# WHAT IS NEEDED:
From the records below, set down exactly the lines starting with the line that contains "PR #129, opened 2014-01-15" and going on through the line that contains "def pxeconfig_file mac". Nothing else is wanted.

(Saved entries)

──────────

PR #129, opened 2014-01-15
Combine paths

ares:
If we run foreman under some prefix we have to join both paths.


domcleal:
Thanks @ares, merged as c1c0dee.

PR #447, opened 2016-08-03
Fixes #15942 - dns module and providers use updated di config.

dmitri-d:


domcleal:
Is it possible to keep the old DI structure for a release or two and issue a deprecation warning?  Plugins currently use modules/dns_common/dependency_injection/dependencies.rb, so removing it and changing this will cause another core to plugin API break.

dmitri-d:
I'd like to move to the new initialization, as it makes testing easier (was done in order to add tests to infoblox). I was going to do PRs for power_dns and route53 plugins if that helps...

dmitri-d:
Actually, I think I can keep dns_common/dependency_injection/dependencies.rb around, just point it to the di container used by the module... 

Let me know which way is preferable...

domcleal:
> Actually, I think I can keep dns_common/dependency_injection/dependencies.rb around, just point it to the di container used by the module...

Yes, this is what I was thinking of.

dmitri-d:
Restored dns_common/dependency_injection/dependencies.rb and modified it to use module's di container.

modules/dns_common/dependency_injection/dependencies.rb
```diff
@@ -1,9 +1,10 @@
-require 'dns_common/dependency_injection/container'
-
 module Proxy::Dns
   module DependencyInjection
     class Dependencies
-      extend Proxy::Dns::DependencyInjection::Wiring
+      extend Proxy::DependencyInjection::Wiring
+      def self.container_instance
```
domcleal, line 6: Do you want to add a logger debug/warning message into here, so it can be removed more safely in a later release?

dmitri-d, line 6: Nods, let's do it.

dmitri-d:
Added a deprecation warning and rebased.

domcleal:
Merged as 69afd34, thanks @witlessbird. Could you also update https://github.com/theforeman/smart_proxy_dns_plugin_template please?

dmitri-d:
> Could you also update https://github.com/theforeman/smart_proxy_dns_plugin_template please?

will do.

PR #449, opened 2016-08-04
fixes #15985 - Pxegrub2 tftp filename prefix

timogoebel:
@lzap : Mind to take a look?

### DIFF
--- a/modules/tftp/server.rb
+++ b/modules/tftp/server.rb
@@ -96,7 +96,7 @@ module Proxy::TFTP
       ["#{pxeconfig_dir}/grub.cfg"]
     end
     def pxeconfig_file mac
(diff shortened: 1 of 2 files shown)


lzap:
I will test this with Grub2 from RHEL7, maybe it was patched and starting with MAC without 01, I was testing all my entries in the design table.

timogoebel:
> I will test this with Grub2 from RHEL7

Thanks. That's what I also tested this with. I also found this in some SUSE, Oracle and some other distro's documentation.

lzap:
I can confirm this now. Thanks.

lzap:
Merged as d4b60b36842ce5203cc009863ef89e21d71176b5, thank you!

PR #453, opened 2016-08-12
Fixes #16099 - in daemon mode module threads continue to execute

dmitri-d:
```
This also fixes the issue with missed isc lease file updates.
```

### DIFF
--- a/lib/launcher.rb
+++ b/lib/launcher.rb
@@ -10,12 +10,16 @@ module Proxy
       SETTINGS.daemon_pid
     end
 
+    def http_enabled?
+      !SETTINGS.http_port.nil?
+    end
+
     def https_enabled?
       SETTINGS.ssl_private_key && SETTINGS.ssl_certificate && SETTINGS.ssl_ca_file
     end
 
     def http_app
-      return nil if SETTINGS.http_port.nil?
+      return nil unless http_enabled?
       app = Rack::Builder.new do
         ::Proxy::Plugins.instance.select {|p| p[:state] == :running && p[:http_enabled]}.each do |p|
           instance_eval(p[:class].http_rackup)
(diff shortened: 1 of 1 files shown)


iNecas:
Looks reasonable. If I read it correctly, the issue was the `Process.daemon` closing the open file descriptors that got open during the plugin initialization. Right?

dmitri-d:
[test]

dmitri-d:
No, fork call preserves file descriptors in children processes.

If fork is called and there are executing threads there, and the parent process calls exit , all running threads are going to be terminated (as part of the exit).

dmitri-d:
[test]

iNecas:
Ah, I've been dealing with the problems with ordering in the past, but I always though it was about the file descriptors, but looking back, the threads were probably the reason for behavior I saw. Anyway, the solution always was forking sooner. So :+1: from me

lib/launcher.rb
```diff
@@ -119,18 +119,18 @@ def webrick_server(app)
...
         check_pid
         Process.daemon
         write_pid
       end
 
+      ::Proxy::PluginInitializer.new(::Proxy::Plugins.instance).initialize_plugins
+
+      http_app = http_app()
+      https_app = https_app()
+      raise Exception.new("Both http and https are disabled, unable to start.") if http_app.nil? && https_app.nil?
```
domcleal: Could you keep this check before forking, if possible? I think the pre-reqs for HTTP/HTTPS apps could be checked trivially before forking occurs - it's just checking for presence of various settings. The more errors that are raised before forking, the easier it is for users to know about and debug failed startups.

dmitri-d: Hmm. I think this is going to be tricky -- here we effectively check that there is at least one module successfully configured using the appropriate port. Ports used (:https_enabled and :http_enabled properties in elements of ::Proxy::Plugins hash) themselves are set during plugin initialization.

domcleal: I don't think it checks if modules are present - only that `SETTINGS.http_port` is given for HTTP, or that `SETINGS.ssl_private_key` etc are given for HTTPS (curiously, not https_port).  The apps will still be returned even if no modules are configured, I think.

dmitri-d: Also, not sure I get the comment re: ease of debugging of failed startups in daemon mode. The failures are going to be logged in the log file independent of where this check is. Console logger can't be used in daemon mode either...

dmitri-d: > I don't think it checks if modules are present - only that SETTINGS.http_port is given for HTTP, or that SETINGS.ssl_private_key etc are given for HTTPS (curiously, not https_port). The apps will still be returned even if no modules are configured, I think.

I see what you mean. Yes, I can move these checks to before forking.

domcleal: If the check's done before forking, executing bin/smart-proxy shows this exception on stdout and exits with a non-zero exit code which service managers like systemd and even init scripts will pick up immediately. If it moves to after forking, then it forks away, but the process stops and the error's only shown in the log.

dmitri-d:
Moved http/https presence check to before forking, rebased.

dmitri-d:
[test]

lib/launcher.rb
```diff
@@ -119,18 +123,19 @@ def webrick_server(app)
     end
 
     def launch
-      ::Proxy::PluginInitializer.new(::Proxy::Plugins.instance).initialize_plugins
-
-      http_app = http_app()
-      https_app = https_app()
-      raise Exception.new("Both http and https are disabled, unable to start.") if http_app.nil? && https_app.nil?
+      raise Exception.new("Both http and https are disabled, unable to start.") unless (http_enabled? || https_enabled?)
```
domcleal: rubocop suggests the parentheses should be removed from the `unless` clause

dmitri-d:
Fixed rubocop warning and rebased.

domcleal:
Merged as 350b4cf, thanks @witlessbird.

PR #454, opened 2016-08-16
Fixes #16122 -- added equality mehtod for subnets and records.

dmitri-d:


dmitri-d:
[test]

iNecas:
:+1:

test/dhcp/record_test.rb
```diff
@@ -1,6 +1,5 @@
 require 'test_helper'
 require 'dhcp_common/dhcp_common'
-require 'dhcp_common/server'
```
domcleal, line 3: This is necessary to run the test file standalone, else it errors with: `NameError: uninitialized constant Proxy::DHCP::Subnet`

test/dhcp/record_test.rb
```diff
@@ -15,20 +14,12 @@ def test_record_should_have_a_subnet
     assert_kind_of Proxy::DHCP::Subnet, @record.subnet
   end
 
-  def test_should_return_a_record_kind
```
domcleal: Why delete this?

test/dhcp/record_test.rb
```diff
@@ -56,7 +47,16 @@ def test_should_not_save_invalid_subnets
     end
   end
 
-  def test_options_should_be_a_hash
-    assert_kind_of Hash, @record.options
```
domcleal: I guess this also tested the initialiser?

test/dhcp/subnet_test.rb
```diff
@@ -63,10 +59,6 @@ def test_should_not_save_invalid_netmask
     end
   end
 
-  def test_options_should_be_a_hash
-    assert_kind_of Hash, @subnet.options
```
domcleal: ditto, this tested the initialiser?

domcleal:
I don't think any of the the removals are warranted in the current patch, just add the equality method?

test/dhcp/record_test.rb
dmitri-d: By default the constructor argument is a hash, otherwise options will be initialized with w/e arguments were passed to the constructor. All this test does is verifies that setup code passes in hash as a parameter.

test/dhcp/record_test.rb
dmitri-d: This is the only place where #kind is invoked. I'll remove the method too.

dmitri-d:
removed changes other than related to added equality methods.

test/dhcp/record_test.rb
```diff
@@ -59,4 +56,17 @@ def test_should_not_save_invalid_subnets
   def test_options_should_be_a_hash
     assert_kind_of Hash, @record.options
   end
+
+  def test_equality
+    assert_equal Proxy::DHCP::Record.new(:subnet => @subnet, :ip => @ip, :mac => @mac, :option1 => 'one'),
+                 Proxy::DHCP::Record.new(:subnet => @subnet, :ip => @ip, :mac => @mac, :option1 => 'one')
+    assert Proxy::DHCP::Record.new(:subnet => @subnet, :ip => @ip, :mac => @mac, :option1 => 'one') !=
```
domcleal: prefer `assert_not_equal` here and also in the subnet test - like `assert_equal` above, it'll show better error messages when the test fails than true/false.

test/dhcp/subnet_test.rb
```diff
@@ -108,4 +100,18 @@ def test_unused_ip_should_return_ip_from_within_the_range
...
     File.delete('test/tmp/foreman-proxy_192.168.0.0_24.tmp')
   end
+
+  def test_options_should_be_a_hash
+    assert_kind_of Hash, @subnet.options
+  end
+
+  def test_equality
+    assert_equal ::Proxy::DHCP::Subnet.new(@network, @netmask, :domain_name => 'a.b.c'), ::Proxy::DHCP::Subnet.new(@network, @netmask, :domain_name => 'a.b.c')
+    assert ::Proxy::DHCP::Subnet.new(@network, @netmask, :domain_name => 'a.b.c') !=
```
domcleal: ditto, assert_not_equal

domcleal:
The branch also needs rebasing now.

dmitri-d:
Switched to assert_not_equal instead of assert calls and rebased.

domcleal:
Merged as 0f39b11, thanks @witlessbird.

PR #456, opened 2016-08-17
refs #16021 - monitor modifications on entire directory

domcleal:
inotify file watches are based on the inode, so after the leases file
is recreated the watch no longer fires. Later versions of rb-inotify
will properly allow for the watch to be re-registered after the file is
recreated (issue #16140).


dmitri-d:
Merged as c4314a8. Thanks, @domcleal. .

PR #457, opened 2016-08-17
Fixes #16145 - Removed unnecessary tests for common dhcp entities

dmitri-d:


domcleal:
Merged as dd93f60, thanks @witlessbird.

──────────

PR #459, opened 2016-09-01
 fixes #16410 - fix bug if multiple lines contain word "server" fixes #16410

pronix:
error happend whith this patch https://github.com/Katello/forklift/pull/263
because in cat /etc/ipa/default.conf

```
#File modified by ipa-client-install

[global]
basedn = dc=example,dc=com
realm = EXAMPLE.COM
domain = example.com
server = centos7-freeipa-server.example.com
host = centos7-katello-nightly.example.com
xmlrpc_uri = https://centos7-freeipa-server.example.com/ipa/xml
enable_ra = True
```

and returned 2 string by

──────────

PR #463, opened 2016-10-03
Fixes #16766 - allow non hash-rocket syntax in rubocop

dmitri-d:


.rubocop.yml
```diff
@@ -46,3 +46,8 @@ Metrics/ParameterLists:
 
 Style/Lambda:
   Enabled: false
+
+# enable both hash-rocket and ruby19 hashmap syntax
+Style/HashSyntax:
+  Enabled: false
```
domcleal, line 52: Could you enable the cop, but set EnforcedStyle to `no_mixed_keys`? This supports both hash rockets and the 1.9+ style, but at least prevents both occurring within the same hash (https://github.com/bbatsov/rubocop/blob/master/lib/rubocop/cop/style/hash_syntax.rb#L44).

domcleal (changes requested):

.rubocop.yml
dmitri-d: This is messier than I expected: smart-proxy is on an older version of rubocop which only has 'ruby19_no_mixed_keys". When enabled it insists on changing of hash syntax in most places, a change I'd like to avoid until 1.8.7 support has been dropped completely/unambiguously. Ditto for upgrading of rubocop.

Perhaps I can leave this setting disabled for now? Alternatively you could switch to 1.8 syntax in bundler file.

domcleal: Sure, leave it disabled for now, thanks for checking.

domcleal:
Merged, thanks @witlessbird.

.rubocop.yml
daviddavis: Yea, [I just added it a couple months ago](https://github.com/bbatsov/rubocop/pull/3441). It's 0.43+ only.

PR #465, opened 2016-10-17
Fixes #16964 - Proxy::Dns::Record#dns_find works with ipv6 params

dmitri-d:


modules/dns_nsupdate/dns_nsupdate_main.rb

──────────

# RESPONSE:
PR #129, opened 2014-01-15
Combine paths

ares:
If we run foreman under some prefix we have to join both paths.


domcleal:
Thanks @ares, merged as c1c0dee.

PR #447, opened 2016-08-03
Fixes #15942 - dns module and providers use updated di config.

dmitri-d:


domcleal:
Is it possible to keep the old DI structure for a release or two and issue a deprecation warning?  Plugins currently use modules/dns_common/dependency_injection/dependencies.rb, so removing it and changing this will cause another core to plugin API break.

dmitri-d:
I'd like to move to the new initialization, as it makes testing easier (was done in order to add tests to infoblox). I was going to do PRs for power_dns and route53 plugins if that helps...

dmitri-d:
Actually, I think I can keep dns_common/dependency_injection/dependencies.rb around, just point it to the di container used by the module... 

Let me know which way is preferable...

domcleal:
> Actually, I think I can keep dns_common/dependency_injection/dependencies.rb around, just point it to the di container used by the module...

Yes, this is what I was thinking of.

dmitri-d:
Restored dns_common/dependency_injection/dependencies.rb and modified it to use module's di container.

modules/dns_common/dependency_injection/dependencies.rb
```diff
@@ -1,9 +1,10 @@
-require 'dns_common/dependency_injection/container'
-
 module Proxy::Dns
   module DependencyInjection
     class Dependencies
-      extend Proxy::Dns::DependencyInjection::Wiring
+      extend Proxy::DependencyInjection::Wiring
+      def self.container_instance
```
domcleal, line 6: Do you want to add a logger debug/warning message into here, so it can be removed more safely in a later release?

dmitri-d, line 6: Nods, let's do it.

dmitri-d:
Added a deprecation warning and rebased.

domcleal:
Merged as 69afd34, thanks @witlessbird. Could you also update https://github.com/theforeman/smart_proxy_dns_plugin_template please?

dmitri-d:
> Could you also update https://github.com/theforeman/smart_proxy_dns_plugin_template please?

will do.

PR #449, opened 2016-08-04
fixes #15985 - Pxegrub2 tftp filename prefix

timogoebel:
@lzap : Mind to take a look?

### DIFF
--- a/modules/tftp/server.rb
+++ b/modules/tftp/server.rb
@@ -96,7 +96,7 @@ module Proxy::TFTP
       ["#{pxeconfig_dir}/grub.cfg"]
     end
     def pxeconfig_file mac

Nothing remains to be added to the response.